To decide when to run, the collector keeps track of the number of object allocations and deallocations since the last collection. Collection starts when the number of allocations minus the number of frees exceeds threshold_0. Initially only generation 0 is checked. If generation 0 has been checked more than the threshold 1 time since generation 1 was checked, then generation 1 is also checked. For the second generation, things are a bit more complicated; see Collecting the oldest generation for details. These thresholds can be checked using the gc.get_threshold() function:

import gc
gc.get_threshold()
(700, 10, 10)

The contents of these generations can be inspected using the gc.get_objects(generation=NUM) function, and collections can be triggered specifically within a generation by calling gc.collect(generation=NUM).

import gc
class MyObj:
    pass


# Move everything to the last generation so it's easier to inspect
# the younger generations.

gc.collect()
0

# Create a reference cycle.

x = MyObj()
x.self = x

# Initially the object is in the youngest generation.

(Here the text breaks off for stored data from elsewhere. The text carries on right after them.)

PR #14586, opened 2020-11-17
enhancement/rangeselector-date-input

khlieng:
Added native browser date pickers to the range selector. Supported browsers are Chrome, Firefox, Edge and Safari for mobile. Other browsers fall back to text inputs.

### To do

 - [x] When picking a date with the mouse, it would be nice if the date input were blurred (so the SVG box appears). What happens now is that it stays visible and focused after I have picked a date.
 - [x] Now that we use `inputDateFormat` to do a smart guess on what type of date picker to render, we need visual samples to show users how it works. Add samples to https://api.highcharts.com/highstock/rangeSelector.inputDateFormat.
 - [x] Unit tests
 - [x] Update descriptions in API (`inputDateFormat`?) and [docs](https://www.highcharts.com/docs/stock/range-selector) on how this works.
 - [x] We need a team decision on how to deal with the greater space needed for the date inputs. Preliminary solution is to center it above the date box and add a shadow.
 - [x] On iPhone, after picking dates, there are small remnants of down arrows left on screen. Also, it seems that `min` and `max` is doesn't work.
 - [x] Assert accessibility. Are there any showstoppers?


TorsteinHonsi:
Thanks so far! Some comments:

* When picking a date with the mouse, it would be nice if the date input were blurred (so the SVG box appears). What happens now is that it stays visible and focused after I have picked a date.
* Now that we use `inputDateFormat` to do a smart guess on what type of date picker to render, we need visual samples to show users how it works. Add samples to https://api.highcharts.com/highstock/rangeSelector.inputDateFormat.
* Unit tests
* We need a team decision on how to deal with the greater space needed for the date inputs.

TorsteinHonsi:
Thanks so far! Some comments:

* When picking a date with the mouse, it would be nice if the date input were blurred (so the SVG box appears). What happens now is that it stays visible and focused after I have picked a date.
* Now that we use `inputDateFormat` to do a smart guess on what type of date picker to render, we need visual samples to show users how it works. Add samples to https://api.highcharts.com/highstock/rangeSelector.inputDateFormat.
* Unit tests
* We need a team decision on how to deal with the greater space needed for the date inputs.
* Currently the date input activates on the first click, but it takes a second click to open the date picker widget. Should the calendar open on first click? Or perhaps we should reveal the date input on hover to reduce the amount of clicks?
* On iPhone, after picking dates, there are small remnants of down arrows left on screen. Also, it seems that `min` and `max` is doesn't work.

js/Extensions/RangeSelector.js
```diff
@@ -1056,16 +1110,29 @@ var RangeSelector = /** @class */ (function () {
...
+        var keyDown = false;
         // handle changes in the input boxes
-        input.onchange = updateExtremes;
+        input.onchange = function () {
+            updateExtremes();
+            // Blur input when clicking date input calendar
+            if (!keyDown) {
+                rangeSelector.hideInput(name);
+                input.blur();
+            }
```
TorsteinHonsi, line 1124: Unfortunately, this also hides the input when we're arrowing through dates. To reproduce, click the date box so the input appears. Now using the left and right arrows works. Up and down arrows correctly sets the date for the chart, but it hides the input which it shouldn't do. Ideally we should be able to arrow up and down through dates, and the chart should change and input stay visible.

TorsteinHonsi (changes requested):

js/Extensions/RangeSelector.js
khlieng: Ah yes, need the keydown event then probably.

oysteinmoseng:
I've done some a11y testing, and there are definitely some issues. I'll take a look and see how much we can do and how much is inherent to the native datepicker. There seems to be some conflicts in terms of keyboard navigation functionality, though, and that we should be able to fix.

ts/Extensions/RangeSelector.ts
```diff
@@ -527,6 +535,8 @@ extend(defaultOptions, {
          * The first argument passed is a value to parse,
          * second is a boolean indicating use of the UTC time.
          *
+         * This will only get called for inputs of type `text`.
```
pawelfus, line 538: Should add info since which version it does happen?

Please, don't forget to add this info in changelog about breaking changes 👍

ts/Extensions/RangeSelector.ts
```diff
@@ -1294,7 +1383,7 @@ class RangeSelector {
         }
 
         if (time && useUTC) {
-            date += time.getTimezoneOffset(date) * 60 * 1000;
+            date += time.getTimezoneOffset(date);
```
pawelfus, line 1386: Is this change expected?

pawelfus (approved):
Looks great, thank you!

Two minor comments, not showstoppers.

ts/Extensions/RangeSelector.ts
khlieng: Yes I wrote the original code recently, it was broken, `getTimezoneOffset` does the multiplication itself.

pawelfus: Okay, thanks! 👍

TorsteinHonsi: @khlieng

ts/Extensions/RangeSelector.ts
TorsteinHonsi: Done

TorsteinHonsi (approved):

gc.get_objects(generation=0)
[..., <__main__.MyObj object at 0x7fbcc12a3400>, ...]

# After a collection of the youngest generation the object
# moves to the next generation.

gc.collect(generation=0)
0
gc.get_objects(generation=0)
[]
gc.get_objects(generation=1)
[..., <__main__.MyObj object at 0x7fbcc12a3400>, ...]

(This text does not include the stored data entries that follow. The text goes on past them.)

PR #14591, opened 2020-11-17
docs/14583-fix-series-threshold-type

### LINKED ISSUE #14583: plotOptions.series.threshold Typescript type does not accept null
#### Expected behaviour
plotOptions.series.threshold can be set to null in order to automatically scale the y-axis according to the data shown, not e.g.  have as lower limit default 0 but a value close to the minimum value of the data.

#### Actual behaviour
plotOptions.series.threshold cannot be set to null, since typescript definition only allows Number and undefined.

I copied this example from https://github.com/highcharts/highcharts/issues/12824, where the problem seems to be solved at least for some cases. "threshold: null" cannot be used when using typescript.

    xAxis: {
    	categories: ['Apples', 'Pears', 'Bananas', 'Oranges']
    },
    series: [{
        data: [101, 104, 103, 105],
        type: 'area',
        threshold: null
    }]
});

#### Product version
8.2.2

#### Affected browser(s)
Has nothing do with a browser.

bre1470:
Fixed #14583 the types of series threshold options.


ts/Core/Series/Series3D.ts
```diff
@@ -67,7 +67,7 @@ class Series3D extends LineSeries {
      *
      * */
 
-    public static defaultOptions = merge(LineSeries.defaultOptions);
+    public static defaultOptions = merge(LineSeries.defaultOptions, {});
```
TorsteinHonsi, line 70: Why the change? The `merge` function creates a deep copy when fed a single argument...

ts/Series/Spline/SplineSeries.ts
```diff
@@ -62,7 +62,7 @@ class SplineSeries extends LineSeries {
      * @product      highcharts highstock
      * @optionparent plotOptions.spline
      */
-    public static defaultOptions: SplineSeriesOptions = merge(LineSeries.defaultOptions);
+    public static defaultOptions: SplineSeriesOptions = merge(LineSeries.defaultOptions, {});
```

Collect the oldest generation

In addition to various configurable thresholds, the GC only triggers a full collection of the oldest generation if the long_lived_pending/long_lived_total ratio is above a given value (25% hardwired). The reason is that while "non-full" collections (i.e. collections of the young and middle generations) will always examine roughly the same number of objects (determined by the above threshold), the cost of a full collection is proportional to the total number of long-lived objects, which Actually unlimited. In fact, it has been pointed out that doing a full collection every time a <constant> object is created can lead to a drastic performance drop for workloads that include creating and storing large numbers of long-lived objects (e.g. building a GC-tracked object will show quadratic performance instead of the expected linear performance). Conversely, using the above ratio, yields amortized linear performance to the total number of objects (the effect can be summed up this way: "As the number of objects grows, each full garbage collection becomes more and more expensive, but we do more and more garbage few").